Juxtapositioning

words are foreplay for the soul

Archive for the ‘Love’ Category

July 14th, 2011 by me

Soulmate

He is cringing already at the title, I just know it, but it is far too late — the word has been said, not once but many times and not just in jest but in the deeper truth that lies beneath the fear. Soulmate.

Not only have I never used this term with anyone in my long and not-so-illustrious relationship history, but I use it now with such certainty, such abandon, such restfulness that I can safely breathe past the wild pounding of my heart that tells me I am walking in uncharted territory. Soulmate.

Not only am I his soulmate but he is mine.

(Does that go without saying? Are there such things as unrequited soulmates? Is there anything more sad than that?) Read the rest of this entry »

June 28th, 2011 by me

Partner

Once there was a girl who learned not to trust.
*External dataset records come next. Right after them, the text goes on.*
PR #15, opened 2017-07-02
add inventory model

### LINKED ISSUE #11: Create Inventory Model
This will be the model to encapsulate all the items into 1 group. This is the level where user permissions will be applied.
Need a name and description for now, we'll connect it to users later.

Exellin:
resolves #11

### DIFF
--- a/app/models/inventory.rb
+++ b/app/models/inventory.rb
@@ -1,0 +1,4 @@
+class Inventory < ApplicationRecord
+  validates :name, presence: true, length: { maximum: 255 }, uniqueness: { case_sensitive: false }
+  validates :description, length: { maximum: 255 }
+end
--- a/db/migrate/20170702185054_create_inventories.rb
+++ b/db/migrate/20170702185054_create_inventories.rb
@@ -1,0 +1,9 @@
+class CreateInventories < ActiveRecord::Migration[5.1]
+  def change
+    create_table :inventories do |t|
+      t.string :name, :limit => 255, :null => false
+      t.string :description, :limit => 255
+      t.timestamps
+    end
+  end
+end
--- a/db/schema.rb
+++ b/db/schema.rb
@@ -15,6 +15,13 @@ ActiveRecord::Schema.define(version: 20170703044736) do
   # These are extensions that must be enabled in order to support this database
   enable_extension "plpgsql"
 
+  create_table "inventories", force: :cascade do |t|
+    t.string "name", limit: 255, null: false
+    t.string "description", limit: 255
+    t.datetime "created_at", null: false
+    t.datetime "updated_at", null: false
+  end
+
   create_table "users", force: :cascade do |t|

She was hurt by things — big scary dogs, loud people, being left in strange places that didn’t smell like home, people who tricked and lied — and learned to go deep inside. She thought that deep within, she could stay safe. The girl built walls and thought they would protect her, thick tall strong walls.
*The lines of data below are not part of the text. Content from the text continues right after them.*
PR #37, opened 2017-07-03
Added .ruby-version file

### LINKED ISSUE #30: Add ruby version
I use `asdf` for both node and ruby, so I like `.tool-versions` but I'm guessing not everyone is.
We can either all move to `asdf`, which I don't expect everyone to do, or add the `.ruby-version` and the equal for node.

sanchez2210:
Resolves #30


pachonk:
Name of PR should match commit, description should contain the resolves piece.

pachonk:
You're also using an outlook email that isn't associated with your github account. Let's get that fixed and on the commit (or add your outlook to your github) before pulling this in.

sanchez2210:
Thank you for the reviews. I changed my github email since it was an old address. I'm not sure how to proceed now, should I push my commit again? Or create a new PR?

What she built instead was an entire world that wasn’t safe. An uncertain world lay beyond her walls. Staying small and deeply hidden, she forgot about her magical powers caught outside the walls she built. The girl felt so alone. She believed she would always be that alone, always need to stay small and deeply hidden.
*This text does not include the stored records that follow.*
PR #52, opened 2017-07-04
Add rubocop_todo.yml to ignore rails generated files

### LINKED ISSUE #51: Configure rubocop to ignore rails generated files

pachonk:
I went back to the first commit and executed this:
bundle exec rubocop --auto-gen-config
echo 'inherit_from: .rubocop_todo.yml' > .rubocop.yml

Fixes #51


Exellin:
Do we need both files or could .rubocop.yml have all of the configuration instead of inheriting the todo file?

pachonk:
Ultimately, this config can shrink until it's things like only `schema.rb` as time moves on.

The girl was wrong. One day she woke up and remembered about her magical powers, but they lay out of reach beyond her walls. In order to reach her magic, the girl had to do the unthinkable. The walls she had thought were protecting her had to come down. She had to let the world in. Read the rest of this entry »

June 10th, 2011 by me

Pathway

There is a way through. In the dark times, all I can see are the walls that close in around me, the fears that fill me with dread, the gross inadequacies of my wounded heart and soul. In those times it is sometimes all I can do to take a breath, and another. Anything beyond breath is simply too heavy, too hard.

I have been offered a path. A hand. A heart, tender and afraid as my own. And I am encouraged that this pathway may be the one that forever keeps the walls from closing in so tightly. This pathway, the one that is being created and crafted and emerges from the promise of sustainability and wonderment, may be what I need to stand on to finally reach the stars overhead.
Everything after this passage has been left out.